The Maple Cross Foundation provides an example of a funding model which covers 30% of a land acquisition in cases where land trust partners raise the balance by leveraging the investment. To date the foundation has supported the acquisition of 40 properties (13,000 hectares) carried out by 13 land trusts.
Another funding organization is Nature United (the Canadian arm of the US Nature Conservancy) which supports community conservations and carbon offsets and connects people to the land through Indigenous groups, municipal governments, and NGOs. These initiatives in turn attract funding to create jobs and support cultural practices. Compatible land uses provide revenue and community forests allow harvesting for habitat improvement and recreation. For carbon offsets, forests are the only carbon storage vehicle that can be measured reliably, and in the case of Nature United, they require that trees be protected for 100 years.

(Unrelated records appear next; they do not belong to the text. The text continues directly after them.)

PR #8755, opened 2022-01-14
Lower test parallelism for Windows testing

t0yv0:
# Description

Reduce probability of Windows test worker VM OOM issue by reducing test parallelism 10 to 1 on Windows. The impact is 60min --> 77min testing duration. I have not yet seen the CI OOM with these changes, but definitely need a larger sample to see if this works or not. I still would like to merge this and continue watching the builds.

Fixes # (issue)

## Checklist

### DIFF
--- a/.github/workflows/test-fast.yml
+++ b/.github/workflows/test-fast.yml
@@ -73,6 +73,10 @@ jobs:
     runs-on: ${{ matrix.platform }}
 
     steps:
+      - name: Reduce TESTPARALLELISM on Windows to work around OOM
+        if: ${{ matrix.platform == 'windows-latest' }}
+        run: |
+          echo "TESTPARALLELISM=1" >> $GITHUB_ENV
       - name: Set PULUMI_TEST_SUBSET env var
         run: |
           echo "PULUMI_TEST_SUBSET=${{ matrix.test-subset }}" >> $GITHUB_ENV
--- a/.github/workflows/test.yml
+++ b/.github/workflows/test.yml
@@ -62,6 +62,10 @@ jobs:
     runs-on: ${{ matrix.platform }}
 
     steps:
+      - name: Reduce TESTPARALLELISM on Windows to work around OOM
+        if: ${{ matrix.platform == 'windows-latest' }}
+        run: |
+          echo "TESTPARALLELISM=1" >> $GITHUB_ENV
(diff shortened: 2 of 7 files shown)


t0yv0:
Surprisingly TESTPARALLELISM := 5 did not significantly slow things down but we still got a hanging OOM-ish windows-latest/etc build. Fascinating.

Trying lower.

t0yv0:
This is fascinating

```
1h 16m 49s
```

Not nearly as drastic a degradation as I'd expected.

mikhailshilkov:
> The tsc command on line 71 will always use a globally installed TypeScript, regardless of the one installed by yarn on the previous line.

Is something preventing tests from running in a more parallel fashion in the current setup? 🤔

t0yv0:
> Is something preventing tests from running in a more parallel fashion in the current setup? 🤔

Yes. 

The worker VM runs out of memory and dies with non-specific hang (no indication which test). At P=10 it specifically affects Windows VMs.  

Our other axis is more VMs. We can run more VMs on each PR and fan out tests that way. The limitation is that we are at capacity on Mac VMs and that often leads to throughput logjam where all PRs are stuck waiting on free Mac VMs.

iwahbe:
Is there a reason to set `TESTPARALLELISM?=10` in every make file instead of just in `build/common.mk`

.github/workflows/test-fast.yml
```diff
@@ -73,6 +73,10 @@ jobs:
     runs-on: ${{ matrix.platform }}
 
     steps:
+      - name: Reduce TESTPARALLELISM on Windows to work around OOM
+        if: ${{ matrix.platform == 'windows-latest' }}
+        run: |
+          echo "TESTPARALLELISM=1" >> $GITHUB_ENV
```
AaronFriel, line 79: Note for self on this GitHub-ism: https://docs.github.com/en/actions/using-workflows/workflow-commands-for-github-actions#setting-an-environment-variable

AaronFriel (approved):
lgtm, learning more about GitHub Actions with every PR.

t0yv0:
No particular reason on build/common.mk just using what's there already.. leaving for later. Note on last build failure: it did not actually test the change (test-fast.yml@master). And it OOM'd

Building Resiliency in the Face of Climate Change
How do land trusts overcome barriers to building resiliency? The Ontario Land Trust Alliance is developing tools for member land trusts to address climate vulnerability and climate adaptation which generate conservation targets and specific approaches to achieving them. One example of this is the idea of combining seeds from a range of sites to maximize the chance that plantings will adapt to climate change. Another planning tool comes out of the UBC Conservation Solutions Laboratory. It uses an algorithm that combines expert knowledge and peer literature with economic factors to create the least costly climate adaptation solutions.
A related discussion at the conference highlighted a cross border conservation initiative in southern Quebec funded by the provincial government which documented cross border wildlife migration corridors for moose, deer, and the nuthatch. The project visualized these corridors and defined ecological connections that represent viable range extensions. One of the first steps was to bring the landholders together to support the migratory corridors of the species. This resulted in stewardship agreements and signage indicating participation in the program and local governments committing to actions through an accreditation process.
Parks Canada has developed an invasive species prioritization tool to guide their investment in removal of invasive species from National Parks. Using filters and weighted parameters for conservation standards, threat ratings and conservation targets, the tool takes an evidence-based approach to ratings that evaluate threat, scope, severity, and irreversibility.
Youth Empowerment – 52% of the World Population Today is Under 30 Years Old
James Bartram, the closing keynote speaker, focused on the incredible potential of engaging youth in conservation. His work involves the creation of educational programs with an emphasis on ages 14-24 as the change makers. He has found that land trusts can attract national funding by joining together to apply for it. It is also important to know there is more money available for education and health than for the environment. The goal of establishing a broad society-wide awareness of biodiversity has yet to be achieved, so working with youth is the key to doing so. Three core components of youth engagement are intergenerational collaboration, giving young people real responsibility, and integrating learning. It really is time to invest in youth!